Any insights on nvidia hardware video decoding? 26 February 2023, 00:49:03 My knowledge on the subject is sparse at best, but I recently realized that my nvidia gtx 960 (nothing amazing but a decent piece of hardware) was sitting back letting my cpu handle my youtube addiction. This was resulting in pretty high cpu usage, ramped up fan speeds causing a lot of noise, and (I think) the odd freezing/stuttering of video during playback (audio would continue normally).So I did a little digging and seems there's ways to get the gpu to start doing it's job. Namely, I found this reddit post https://www.reddit.com/r/archlinux/comments/10atns4/cant_get_hardware_acceleration_working_with/ where the poster shared my concern about the gpu not doing it's job, and there was advice to use the "git nvidia vaapi driver" and to "use the direct backend."I found the vaapi driver on the aur https://aur.archlinux.org/packages/nvidia-vaapi-driver-git but in the comments there was much discussion about another driver (libva-nvidia-driver) being superior due to being "current version" and with bug fixes. There were also contradicting comments but essentially it boils down to these two statements: "The direct backend is currently required on NVIDIA driver series 525 due to a regression (see issue #126)." and "This backend uses headers files from the NVIDIA open-gpu-kernel-modules project."I then made my way to the upstream git repository and found that the developer(s) had pretty good instructions on how to get the necessary files from the open-gpu-kernel-modules necessary to get it all working, so I followed the instructions there and installed the patch/driver and enabled the options in firefox and set the environment variables, as well as enabling the nvidia-drm.modeset=1 kernel parameter.And the results are that my gpu is now doing it's job, however I notice that the first time I open youtube after booting that my whole system freezes for 5 seconds or so.Any nvidia owners have experience with this and maybe have any insights? Perhaps I've taken a wrong turn somewhere.On a side-note, the next system I build will definitely have an AMD gpu
Re: Any insights on nvidia hardware video decoding? Reply #1 – 26 February 2023, 08:32:25 You can give it a try watching the same videos within mpv+yt-dlp, there you can check more things that the standard youtube player allows.mpv has also a lower cpu load when software decoding so you might not even need any hardware acceleration at all, if you won't find the solution with those custom drivers.
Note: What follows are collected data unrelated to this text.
PR #812, opened 2022-08-30
Add fallback to avoid trivial atom mappings in some cases

maxentile:
In some cases involving ring size changes, RDKit 2021.03.1 MCS with [our preferred settings](https://github.com/proteneer/timemachine/blob/13ca9fd3f27210a7a116a7ca2747b5cd5b0cc4f6/timemachine/fe/atom_mapping.py#L37-L46) returns a trivial substructure

image

(this seems to be due to a bad interaction between explicit hydrogens and the `CompleteRingsOnly = 1` setting)

--------

However, MCS with these same settings works just fine if we `RemoveHs`:
image

--------

This PR adds a fall-back to reseed the MCS with the result of an easier MCS on `RemoveHs(a), RemoveHs(b)`

image

### DIFF
--- a/attic/atom_mapping/mcs_atom_compare.py
+++ b/attic/atom_mapping/mcs_atom_compare.py
@@ -18,3 +18,29 @@ class CompareDist(rdFMCS.MCSAtomCompare):
         x_i = mol1.GetConformer(0).GetPositions()[atom1]
         x_j = mol2.GetConformer(0).GetPositions()[atom2]
         return bool(np.linalg.norm(x_i - x_j) <= self.threshold)  # must convert from np.bool_ to Python bool!
+
+
+
+class CompareDistNonterminal(rdFMCS.MCSAtomCompare):
+    """
+    Custom comparator used in the FMCS code.
+    This allows two atoms to match if:
+        1. Neither atom is a terminal atom (H, F, Cl, Halogens etc.)
+        2. They are within 1 angstrom of each other.
+    """
+
+    def __init__(self, *args, **kwargs):
+        super().__init__(*args, **kwargs)
+
+    def compare(self, p, mol1, atom1, mol2, atom2):
+
+        if mol1.GetAtomWithIdx(atom1).GetDegree() == 1:
+            return False
+        if mol2.GetAtomWithIdx(atom2).GetDegree() == 1:
+            return False
+
+        x_i = mol1.GetConformer(0).GetPositions()[atom1]
+        x_j = mol2.GetConformer(0).GetPositions()[atom2]
+
+        threshold = 1.0  # angstroms
+        return bool(np.linalg.norm(x_i - x_j) <= threshold)
--- a/examples/relative_free_energy.py
+++ b/examples/relative_free_energy.py
@@ -39,7 +39,7 @@ def run_pair(mol_a, mol_b, core, forcefield, n_frames, protein_path, seed):
     )
 
     with open("solvent_overlap.png", "wb") as fh:
-        fh.write(solvent_res.plot_png)
+        fh.write(solvent_res.overlap_detail_png)
 
     # this st is only needed to deal with visualization jank
     write_trajectory_as_pdb(mol_a, mol_b, core, solvent_res.frames, solvent_top, "solvent_traj")
@@ -53,7 +53,7 @@ def run_pair(mol_a, mol_b, core, forcefield, n_frames, protein_path, seed):
         mol_a, mol_b, core, forcefield, complex_host_config, seed + 1, n_frames=n_frames, prefix="complex"
     )
     with open("complex_overlap.png", "wb") as fh:
-        fh.write(complex_res.plot_png)
+        fh.write(complex_res.overlap_detail_png)
     write_trajectory_as_pdb(mol_a, mol_b, core, complex_res.frames, complex_top, "complex_traj")
 
     print(f"complex dG: {np.sum(solvent_res.all_dGs):.3f} +- {np.linalg.norm(solvent_res.all_errs):.3f} kJ/mol")
--- a/examples/relative_free_energy.py
+++ b/examples/relative_free_energy.py
@@ -103,7 +103,7 @@ def read_from_args():
     mol_b = get_mol_by_name(mols, args.mol_b_name)  # 30 in test pair
 
     print("Searching for the maximum common substructure...")
-    mcs_result = atom_mapping.mcs(mol_a, mol_b, conformer_aware=False, timeout=60)
+    mcs_result = atom_mapping.mcs(mol_a, mol_b)
     query_mol = Chem.MolFromSmarts(mcs_result.smartsString)
 
     print("mol_a SMILES:", Chem.MolToSmiles(mol_a, isomericSmiles=False))
--- a/examples/relative_free_energy.py
+++ b/examples/relative_free_energy.py
@@ -103,7 +103,7 @@ def read_from_args():
     mol_b = get_mol_by_name(mols, args.mol_b_name)  # 30 in test pair
 
     print("Searching for the maximum common substructure...")
-    mcs_result = atom_mapping.mcs_map_graph_only_complete_rings(mol_a, mol_b)
+    mcs_result = atom_mapping.mcs_graph_only_complete_rings(mol_a, mol_b)
     query_mol = Chem.MolFromSmarts(mcs_result.smartsString)
 
     print("mol_a SMILES:", Chem.MolToSmiles(mol_a, isomericSmiles=False))
--- a/examples/relative_free_energy.py
+++ b/examples/relative_free_energy.py
@@ -103,7 +103,7 @@ def read_from_args():
     mol_b = get_mol_by_name(mols, args.mol_b_name)  # 30 in test pair
 
     print("Searching for the maximum common substructure...")
-    mcs_result = atom_mapping.mcs(mol_a, mol_b, conformer_aware=False)
+    mcs_result = atom_mapping.mcs(mol_a, mol_b, conformer_aware=False, timeout=60)
     query_mol = Chem.MolFromSmarts(mcs_result.smartsString)
 
     print("mol_a SMILES:", Chem.MolToSmiles(mol_a, isomericSmiles=False))
--- a/examples/relative_free_energy.py
+++ b/examples/relative_free_energy.py
@@ -103,7 +103,7 @@ def read_from_args():
     mol_b = get_mol_by_name(mols, args.mol_b_name)  # 30 in test pair
 
     print("Searching for the maximum common substructure...")
-    mcs_result = atom_mapping.mcs_graph_only_complete_rings(mol_a, mol_b)
+    mcs_result = atom_mapping.mcs(mol_a, mol_b, conformer_aware=False)
     query_mol = Chem.MolFromSmarts(mcs_result.smartsString)
 
     print("mol_a SMILES:", Chem.MolToSmiles(mol_a, isomericSmiles=False))
--- a/tests/test_atom_mapping.py
+++ b/tests/test_atom_mapping.py
@@ -1,18 +1,18 @@
 from rdkit import Chem
 
-from timemachine.fe.atom_mapping import get_core_by_mcs, mcs_map
+from timemachine.fe.atom_mapping import get_core_by_mcs, mcs_conformer_aware
 from timemachine.testsystems.relative import hif2a_ligand_pair
 
 
 def test_mcs_map():
-    mcs_result = mcs_map(hif2a_ligand_pair.mol_a, hif2a_ligand_pair.mol_b, threshold=0.5)
+    mcs_result = mcs_conformer_aware(hif2a_ligand_pair.mol_a, hif2a_ligand_pair.mol_b, threshold=0.5)
     assert mcs_result.queryMol is not None
     assert mcs_result.numAtoms > 1
 
 
 def test_get_core_by_mcs():
     mol_a, mol_b = hif2a_ligand_pair.mol_a, hif2a_ligand_pair.mol_b
-    query = mcs_map(mol_a, mol_b).queryMol
+    query = mcs_conformer_aware(mol_a, mol_b).queryMol
     core = get_core_by_mcs(mol_a, mol_b, query)
     assert core.shape[1] == 2
 
@@ -30,5 +30,5 @@ def test_ring_size_change():
     mol_a.Compute2DCoords()
     mol_b.Compute2DCoords()
 
-    mcs_result = mcs_map(mol_a, mol_b)
+    mcs_result = mcs_conformer_aware(mol_a, mol_b)
     assert mcs_result.numBonds > 1
--- a/tests/test_atom_mapping.py
+++ b/tests/test_atom_mapping.py
@@ -31,4 +31,4 @@ def test_ring_size_change():
     mol_b.Compute2DCoords()
 
     mcs_result = mcs_map(mol_a, mol_b)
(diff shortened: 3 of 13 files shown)


timemachine/fe/atom_mapping.py
```diff
@@ -51,6 +58,36 @@ def mcs_map(a, b, threshold: float = 2.0, timeout: int = 5, smarts: Optional[str
     return rdFMCS.FindMCS([a, b], params)
 
 
+def mcs_map(a, b, threshold: float = 2.0, timeout: int = 5, smarts: Optional[str] = None):
```
maxentile, line 61: Need to refactor + sort out some naming: 
* This reseeding fallback should be equally applicable to the conformer-aware default `mcs` and to the conformer-oblivious `mcs_map_graph_only_complete_rings`, but currently I only applied it to one... Should I factor out this logic so that it can be used with arbitrary `mcs_fxn(Mol, Mol) -> MCSResult`?
* Can we remove the word `_map` and use similar levels of descriptiveness for the two `mcs_fxns` in this file? (`mcs_map` -> `mcs_conformer_aware`, `mcs_map_graph_only_complete_rings` -> `mcs_graph_only_complete_rings`) "`_map`" seems misleading here since these don't return atom maps, but RDKit `MCSResult`s...

maxentile: Applied name change and factored out `possibly_fallback_to_heavy_atom_mcs`, but I didn't immediately find a clean way to implement using `functools.wraps` or similar.

Current refactoring looks like:
https://github.com/proteneer/timemachine/blob/5c7a0379ee086a442eff7191b232e6a2981c8066/timemachine/fe/atom_mapping.py#L104-L126

This is not ideal -- now introduces two copies of each MCS method -- requiring docstrings to be either duplicated or less informative, and requiring the signature to be partially duplicated...

maxentile: @mcwitt -- is there a better way to do this off the top of your head? Seems like this should have a neater solution using something in `functools`...

timemachine/fe/atom_mapping.py
```diff
@@ -64,9 +115,18 @@ def mcs_map_graph_only_complete_rings(a, b, timeout: int = 3600, smarts: Optiona
         matchChiralTag=False,
         atomCompare=Chem.rdFMCS.AtomCompare.CompareAny,
         bondCompare=Chem.rdFMCS.BondCompare.CompareAny,
+        seedSmarts=smarts if type(smarts) == str else "",
     )
 
 
+def mcs_graph_only_complete_rings(a, b, timeout: int = 3600, smarts: Optional[str] = None):
```
badisa, line 122: We should probably reduce this default timeout. An hour to find MCS seems extreme as a default. 
```suggestion
def mcs_graph_only_complete_rings(a, b, timeout: int = 60, smarts: Optional[str] = None):
```

maxentile: Agreed -- that seems like a good change to introduce.

Is there a reason this timeout should remain higher than for the conformer-aware MCS?

(Before this PR, conformer-aware MCS has timeout = 5 seconds and graph-only MCS has timeout = 1 hr, but perhaps both should = 5 seconds or both = 1 minute.)

timemachine/fe/atom_mapping.py
```diff
@@ -64,9 +115,18 @@ def mcs_map_graph_only_complete_rings(a, b, timeout: int = 3600, smarts: Optiona
         matchChiralTag=False,
         atomCompare=Chem.rdFMCS.AtomCompare.CompareAny,
         bondCompare=Chem.rdFMCS.BondCompare.CompareAny,
+        seedSmarts=smarts if type(smarts) == str else "",
```
jkausrelay, line 118: nit: `smarts or ""`

timemachine/fe/atom_mapping.py
maxentile: Applied in https://github.com/proteneer/timemachine/pull/812/commits/354f0dc3efa751a8d2053b0614ebc9f05c1a1977

timemachine/fe/atom_mapping.py
maxentile: Applied in https://github.com/proteneer/timemachine/pull/812/commits/c8f253662ec35f6c44a7b0718c761c88e8622479

timemachine/fe/atom_mapping.py
maxentile: (Side note: increasing timeout from 5 seconds to 1 minute for conformer-aware MCS does not avoid timing out and returning a trivial (1-bond) substructure in the example in https://github.com/proteneer/timemachine/pull/812#issue-1356239660 )

maxentile:
Another thought -- would it make sense to consolidate `mcs_conformer_aware` and `mcs_graph_only_complete_rings`, and just have an option to toggle `mcs(a, b, ..., conformer_aware=True)`?

Aside from conformer-awareness, there are a couple minor differences between the two functions but I don't think they're significant. (Passing an `MCSParameters` object to `FindMCS` instead of using keywords, and whether to explicitly set `MatchChiralTag = False` vs. rely on this being the default.)

timemachine/fe/atom_mapping.py
maxentile: Simplified by consolidating the two graph-only and conformer-aware mcs fxns in this file and inlining this check -- may need to refactor again if we reintroduce multiple mcs fxns in this file

timemachine/fe/atom_mapping.py
maxentile: Consolidated with default timeout = 5 seconds, and set timeout = 60 seconds in the one usage where conformer_aware=False https://github.com/proteneer/timemachine/pull/812/commits/7588bcc945c7b701540d3bca6f546177853d1650

attic/atom_mapping/mcs_atom_compare.py
```diff
@@ -18,3 +18,29 @@ def compare(self, p, mol1, atom1, mol2, atom2):
         x_i = mol1.GetConformer(0).GetPositions()[atom1]
         x_j = mol2.GetConformer(0).GetPositions()[atom2]
         return bool(np.linalg.norm(x_i - x_j) <= self.threshold)  # must convert from np.bool_ to Python bool!
+
+
+
+class CompareDistNonterminal(rdFMCS.MCSAtomCompare):
```
maxentile, line 24: This was only used in one test of `setup_relative_restraints_using_smarts` that could just as well use any smarts string -- modified this test to generate smarts using MCS with `rdFMCS.AtomCompare.CompareAnyHeavyAtom` instead of MCS with this custom atom comparison, and moved this custom atom comparison to attic for future reference

timemachine/fe/atom_mapping.py
```diff
@@ -7,64 +8,64 @@
...
-    This allows two atoms to match if:
-        1. Neither atom is a terminal atom (H, F, Cl, Halogens etc.)
-        2. They are within 1 angstrom of each other.
-    """
-
-    def __init__(self, *args, **kwargs):
-        super().__init__(*args, **kwargs)
-
-    def compare(self, p, mol1, atom1, mol2, atom2):
+def mcs(a, b, threshold: float = 2.0, timeout: int = 5, smarts: Optional[str] = None, conformer_aware=True, retry=True):
```
maxentile, line 11: Renamed `mcs_map` -> `mcs` + consolidated with `mcs_map_graph_only_complete_rings`  which can now be emulated by setting `conformer_aware=False`

timemachine/fe/atom_mapping.py
badisa: > Is there a reason this timeout should remain higher than for the conformer-aware MCS?

Only suggested greater than 5 because it was larger initially, so there might have been a justification at some point for a longer time out. Like consolidating to 5 seconds and adjusting in example!

tests/test_atom_mapping.py
```diff
@@ -1,15 +1,34 @@
-from timemachine.fe.atom_mapping import get_core_by_mcs, mcs_map
+from rdkit import Chem
+
+from timemachine.fe.atom_mapping import get_core_by_mcs, mcs
 from timemachine.testsystems.relative import hif2a_ligand_pair
 
 
 def test_mcs_map():
-    mcs_result = mcs_map(hif2a_ligand_pair.mol_a, hif2a_ligand_pair.mol_b, threshold=0.5)
+    mcs_result = mcs(hif2a_ligand_pair.mol_a, hif2a_ligand_pair.mol_b, threshold=0.5)
```
mcwitt, line 8: nit: update test name?

timemachine/fe/atom_mapping.py
```diff
@@ -7,64 +8,64 @@
...
+        params.InitialSeed = heavy_atom_result.smartsString
+
+        result = rdFMCS.FindMCS([a, b], params)
+
+    if is_trivial(result):
+        message = f"""MCS result trivial!
+            timed out: {result.canceled}
+            # atoms in MCS: {result.numAtoms}
+            # bonds in MCS: {result.numBonds}
+        """
```
mcwitt, line 65: nit: to avoid unwanted whitespace in the string, can do
```suggestion
        message = "\n".join(
            [
                "MCS result trivial!",
                f"timed out: {result.canceled}",
                f"# atoms in MCS: {result.numAtoms}",
                f"# bonds in MCS: {result.numBonds}",
            ]
        )
```

or, alternatively, apply [`textwrap.dedent`](https://docs.python.org/3/library/textwrap.html#textwrap.dedent) to the indented multiline string.

mcwitt (approved):
LGTM! (just a couple of nits)

attic/atom_mapping/mcs_atom_compare.py
maxentile: Further simplified the test to use a smarts string rather than go through (conformer-aware or graph-only) MCS at all in https://github.com/proteneer/timemachine/pull/812/commits/eb541de292986245b175198e228009c89781d0d9

tests/test_atom_mapping.py
maxentile: Ahh, good call -- fixed in https://github.com/proteneer/timemachine/pull/812/commits/23aa25ee24ca8368f63cedb91c1716a15b3fee8c

examples/relative_free_energy.py
```diff
@@ -103,7 +103,7 @@ def read_from_args():
     mol_b = get_mol_by_name(mols, args.mol_b_name)  # 30 in test pair
 
     print("Searching for the maximum common substructure...")
-    mcs_result = atom_mapping.mcs_map_graph_only_complete_rings(mol_a, mol_b)
+    mcs_result = atom_mapping.mcs(mol_a, mol_b, conformer_aware=False, timeout=60)
```
jkausrelay, line 106: I think this was an oversight, rather than intentional to use a different mcs mapping here. This is the old mapping prior to (https://github.com/proteneer/timemachine/pull/790/files#diff-83e3b80af4d75c2db550a5e4f928c4eb03e955ceacae8d6695e4e07cb1558df8).

tests/test_atom_mapping.py
```diff
@@ -1,15 +1,34 @@
...
+    smi_b = "C(C1CCC1)C1=CC2=C(CCC2)C=C1"
+
+    mol_a = Chem.AddHs(Chem.MolFromSmiles(smi_a))
+    mol_b = Chem.AddHs(Chem.MolFromSmiles(smi_b))
+
+    mol_a.Compute2DCoords()
+    mol_b.Compute2DCoords()
+
+    mcs_result = mcs(mol_a, mol_b)
+    assert mcs_result.numBonds > 1
```
jkausrelay, line 34: Can you sanity check that mol_a/mol_b aren't modified here?

tests/test_single_topology_v3.py
```diff
@@ -206,7 +206,7 @@ def get_max_distance(x0):
 
         print("Checking", get_mol_name(mol_a), "->", get_mol_name(mol_b))
         mcs_threshold = 0.75  # distance threshold, in nanometers
```
jkausrelay, line 208: 0.75 -> 2.0 for consistency?

tests/test_single_topology_v3.py
```diff
@@ -288,7 +288,7 @@ def setup_arbitary_transformation():
         mol_b = mols["57"]
 
         mcs_threshold = 0.75
-        res = atom_mapping.mcs_map(mol_a, mol_b, mcs_threshold)
+        res = atom_mapping.mcs(mol_a, mol_b, mcs_threshold)
```
jkausrelay, line 291: same with 0.75 here ^

tests/test_atom_mapping.py
maxentile: Good call -- added in https://github.com/proteneer/timemachine/pull/812/commits/81a8ebff566d72cbdeca9ac1a59f119a868cd729

tests/test_single_topology_v3.py
maxentile: Modified all instances of `mcs_threshold = 0.75` to `mcs_threshold = 2.0` in https://github.com/proteneer/timemachine/pull/812/commits/2b91826c31d69235fdd90b5b9c3b31cc82533bf4

tests/test_single_topology_v3.py
maxentile: Modified all instances of `mcs_threshold = 0.75` to `mcs_threshold = 2.0` in https://github.com/proteneer/timemachine/pull/812/commits/2b91826c31d69235fdd90b5b9c3b31cc82533bf4

timemachine/fe/atom_mapping.py
```diff
@@ -7,64 +8,64 @@
...
+    # try on given mols
+    result = rdFMCS.FindMCS([a, b], params)
+
+    # optional fallback
+    def is_trivial(mcs_result) -> bool:
+        return mcs_result.numBonds < 2
+
+    if retry and is_trivial(result) and smarts is None:
+        # try again, but seed with MCS computed without explicit hydrogens
+        a_without_hs = Chem.RemoveHs(deepcopy(a))
```
jkausrelay, line 52: Actually from reading the docs, this always returns a copy anyway (https://www.rdkit.org/docs/source/rdkit.Chem.rdmolops.html)

RETURNS: a new molecule with the Hs removed

NOTES:

The original molecule is not modified.

maxentile: Even so, I think the extra few microseconds it costs to `deepcopy` is worth it to avoid having a reader ever be prompted to confirm this, and I'd be inclined to keep the redundant `deepcopy` here.

timemachine/fe/atom_mapping.py
maxentile: The whitespace is mostly intentional! (Details are indented, but first line summary is not.)

Preference for
```text
AtomMappingError: MCS result trivial!
            timed out: False
            # atoms in MCS: 13
            # bonds in MCS: 12
```

over

```text
AtomMappingError: MCS result trivial!
timed out: False
# atoms in MCS: 13
# bonds in MCS: 12
```
or
```text
AtomMappingError:
MCS result trivial!
timed out: False
# atoms in MCS: 13
# bonds in MCS: 12
```
or similar

---
Might be good to reduce the indent level in the error message, but I'm inclined to leave as-is so that the source is indented readably as well.

examples/relative_free_energy.py
maxentile: Addressed in https://github.com/proteneer/timemachine/pull/812/commits/627816824c49d8f7d30631741a19b3a4386f33d5

jkausrelay (approved):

Re: Any insights on nvidia hardware video decoding? Reply #2 – 26 February 2023, 09:27:35 Well I was just hoping maybe someone else had dealt with this already and could offer some insights. Maybe it is behaving as intended, although I'm not sure. I think the reason why my system was locking up when first starting a video had something to do with the logging (maybe), since for some reason the log file grows by 20Kb/second. When I looked at the log file after maybe a day it was multiple gigabytes and when I looked at it in thunar I could see it growing extremely fast, 50k lines in a few minutes. So I removed the environment variable setting the log file, and so far no lockup on video start.Though I am wondering if logging that much is normal or if it's a sign that something is not working properly. The github page where I got the driver from says you can set an option to make it log less, but when I looked it was already set.
Re: Any insights on nvidia hardware video decoding? Reply #3 – 26 February 2023, 15:42:46 You could try some different Firefox based browsers, perhaps try different versions, like the Firefox development builds, see if there are any other settings in about:config that could be relevant to experiment with other values? Sometimes these kinds of things can make a difference but I don't know if it will here.
Re: Any insights on nvidia hardware video decoding? Reply #4 – 26 February 2023, 16:03:35 NVIDIA doesn't support vaapi and to my knowledge, firefox only supports vaapi for hardware decoding on linux. So your only choice (short of writing nvdec support for firefox) is to use some guy's weird emulation layer. If you have problems with it, your best bet is to report upstream to the developer. There's not really anything we can do here.
Re: Any insights on nvidia hardware video decoding? Reply #5 – 26 February 2023, 20:21:01 Yes true, sorry for cluttering the forums. I was about to post an issue on the github but I just disabled logging and the locking up issue disappeared. I may still post something, maybe post my logs and see if anyone can shed some light.
Re: Any insights on nvidia hardware video decoding? Reply #6 – 26 February 2023, 20:21:05 Yes true, sorry for cluttering the forums. I was about to post an issue on the github but I just disabled logging and the locking up issue disappeared. I may still post something, maybe post my logs and see if anyone can shed some light.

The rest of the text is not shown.